Fuck. Knowing I won’t be able to get more than this from her, I follow her down the stairs.

I don’t like to fail. All I can do is show her I’m not the person that she clearly must see when she looks at me. A murderer who stepped on her to get what he wanted.

Fear, selfishness, and desperation led to the worst decision of my life.

CHAPTER 28

RACHELLE

I’m shaking on the inside after my encounter with Elijah, which makes me quieter as Theo drives us to the club. I can understand Elijah’s feeling that he was trapped, but I’ve never once wanted to sacrifice someone else to escape.

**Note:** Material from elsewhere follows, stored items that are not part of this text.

PR #1078, opened 2020-08-20
[SIG-2160] Adds a loading state to the wizzard

aditudorache:
This PR 
- Prevents the resetting of the incident data on error by introducing an `opslaan` step to the wizard.
- The navigation to the `incident/bedankt` occurs only when the saving of the incident is successfull
- This is the preferred solution because on slow internet the address will show `incident/bedankt` during save and will switch to `incident/fout`. 
- With this implementation 'incident/opslaan' will be shown in the address bar during the save operation.

### DIFF
--- a/src/signals/incident/containers/IncidentContainer/saga.js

I don’t know if that says more about his sense of self-preservation or mine. The Kings Society offered them a life raft, but they had to ride on my back for their safety.

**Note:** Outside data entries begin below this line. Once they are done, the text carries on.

PR #1081, opened 2020-08-20
[SIG-2566] Adds the incident link in the 'bedankt' page

aditudorache:
This PR 
- Extends the PlainText control with html capablility 
- Disables all html anchors when the user is not authenticated.


src/signals/incident/components/form/PlainText/index.js
```diff
@@ -1,19 +1,47 @@
...
+    ? css`
+            color: ${themeColor('primary')};
+            font-weight: bold;
+          `
+    : css`
+            pointer-events: none;
+            cursor: default;
+            text-decoration: none;
+            color: inherit;
+          `
```
janjaap, line 25: Whitespace use seems off here. Looks like four spaces instead of two.

src/signals/incident/components/form/PlainText/index.js
```diff
@@ -1,19 +1,47 @@
...
+  return (
+    <Span
+      authenticated={isAuthenticated()}
+      // eslint-disable-next-line react/no-danger
+      dangerouslySetInnerHTML={{
+        __html: text,
+      }}
+    />
+  );
+};
```
janjaap, line 44: Can you add a test case that tests the difference between being authenticated and not authenticated? Now, the snapshot only contains not being authenticated.

janjaap (changes requested):

janjaap (approved):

I am disassociating from everything as I walk into the club with them. I feel as if I’m floating away, and I’m completely untethered. I know a part of me is overstimulated from being out and about, and this is how it’s manifesting instead of a panic attack.

“Rachel?” Jared asks, and I feel as if he may have been trying to get my attention. There’s not a drop of annoyance in his tone, just concern.

“Yeah,” I breathe, feeling a little lightheaded as I force myself to focus.

“This is Dr. Parker. He’s the club’s psychiatrist. He meets with anyone who wants to gain membership to the dungeon,” he explains. “Due to the exchange of power and submission that can be had in our club, we want to ensure the safety of our patrons. This is one way we’ve found to achieve that.”

“Hmm,” I murmur. “I suppose that lessens your liability if something goes wrong.”

“We also have cameras everywhere,” Dr. Parker says reassuringly. “You don’t care about our setup, so it’s silly to pretend that you do right now. Would you feel comfortable sitting with me in my office?”

“I have a distinctive distrust for mental health professionals,” I mutter. “I would prefer that the door remain open and we just go over my medication needs.”

“Alright then,” he says, looking surprised. “Right this way, please.”

Elijah stiffens as he watches me walk away. He knows exactly why I’m uncomfortable with anyone who has the ability to lock me up again. My hands are beginning to sweat, and I feel uncomfortably hot. My body is trying to freak out.

Breathing in and out evenly is difficult as I walk away from the guys. My feelings are conflicting for them, because while they almost killed me two years ago, they’ve also done so much to save me.

I wouldn’t wish my life on anyone.

“It’s just in here,” Dr. Parker murmurs.

“The door stays open,” I remind him as I carefully step inside.

I don’t care how telling it is, I find a chair against a wall where I can see the door and sit on the edge.

“You seem very nervous,” he says as he walks to his desk.

“I have every reason to be,” I reply. “I’ve been off my medication for several weeks, which means it’s out of my system. White knuckling it and hoping for the best isn’t going to work for me.”

“That honestly sounds terrible,” he says. “Tell me what you’re experiencing.”

“Depression and anxiety. I have a fear of leaving the house, but I can do it if I’m walking with someone I know,” I explain.